DIBALIK TOPENG IBLIS

3 3 0
                                    

"kau pikir apa yang kau lakukan pada Permata hah?! Kau sahabatnya, ah tidak kau adalah melaikat pencabut nyawanya. Hei, pernahkah kau berpikir apa yang Permata rasakan di setiap detik hidupnya?! Aku mendengarkan semua ceritanya, luka fisik yang ia dapat dari ulah sahabatnya sendiri, kata-kata kasar hingga hinaan! Pernahkan kau berpikir seberapa besar penderitaan Permata selama ini, keluar masuk psikolog, rasa sakit, hingga halusinasinya?! Kau beruntung, Permata masih menggapmu sahabatnya," itu suara Reza, semakin banyak kalimat yang keluar dari mulutnya semakin tinggi pula nada bicaranya. Suara pria yang biasanya terdengar lembut kini berubah total, dingin dan tajam, dan hal itu berhasil membuat hati Sopi menciut, menangis dan ambruk di atas rumput. Di sisi lain, tepat di belakang tubuh jangkung Reza berdiri gadis sang pemilik nama yang hanya diam memperhatikan, meringis begitu mendengar pria itu membentak sahabatnya, itu bukan Reza yang dikenalnya.
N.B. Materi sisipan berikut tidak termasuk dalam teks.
PR #161, opened 2020-01-24
add ctl-shift-z as redo in windows

jbclements:
This pull request is kind of just spit-balling; it looks to me like it should work, and it compiles on my mac, but

1) I haven't actually tried it on a Windows system (could maybe try this tonight), but more importantly,

2) I see that d:s:z works on macosx, but I can't see where that's specified in the source code; presumably, adding the c:s:z binding in Windows should be done in the same way that adding d:s:z is done for mac.

Can anyone point me to the place in the code where d:s:z is set up for the mac?

### DIFF
--- a/gui-lib/framework/private/keymap.rkt
+++ b/gui-lib/framework/private/keymap.rkt
@@ -572,6 +572,8 @@
                     key)
                    func))])
       (add/map "editor-undo" 'undo "z")
+      (when (eq? (system-type) 'windows)
+        (add/map "editor-redo" 'redo "s:z"))
       (unless (eq? (system-type) 'macosx)
         (add/map "editor-redo" 'redo "y"))
       (add/map "editor-cut" 'cut "x")


jbclements:
Relevant to #161

rfindler:
I think you'd have to make a new item around here:

  https://github.com/racket/gui/blob/master/gui-lib/framework/private/standard-menus-items.rkt#L295

Probably you'll want to change a number of things as we don't want there to be two different callbacks for the two different menu items.

And I'm not really two menu items is a good idea. Is there really precedent for this?

jbclements:
I'm not sure either. Keavon Chambers (a student in my PL class) points to 

https://github.com/notepad-plus-plus/notepad-plus-plus/issues/856

a discussion from 2015 of how every Windows editor on earth supports c:s:z. Since that writing, it appears that Microsoft Word has joined this list. Also, it does seem to increase mac-windows uniformity.

rfindler:
I didn't see a discussion of what actually shows up in the menus of these apps. I think we can certainly change the shortcut in the menu and we can certainly add a keybinding somewhere.

Looking at the code, I'm not sure that `keymap:get-editor` is used very much (which might be its own set of bugs).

"Seharusnya kau tak pernah dilahirkan," Reza mengumpat, beranjak dari posisinya tanpa memperdulikan Sopi yang terisak di tempatnya. Jangan tanyakan keberadaan Permata, karena sejak ia membuka matanya pagi tadi tak ada satu pun yang mendapati sosoknya, semua orang tuli akan suaranya, buta akan sosoknya. Tak peduli seberapa keras gadis bersurai bak jelaga itu berteriak, tak peduli seberapa lincahnya gadis bersurai bak jelaga itu melompat-lompat di depan semua orang.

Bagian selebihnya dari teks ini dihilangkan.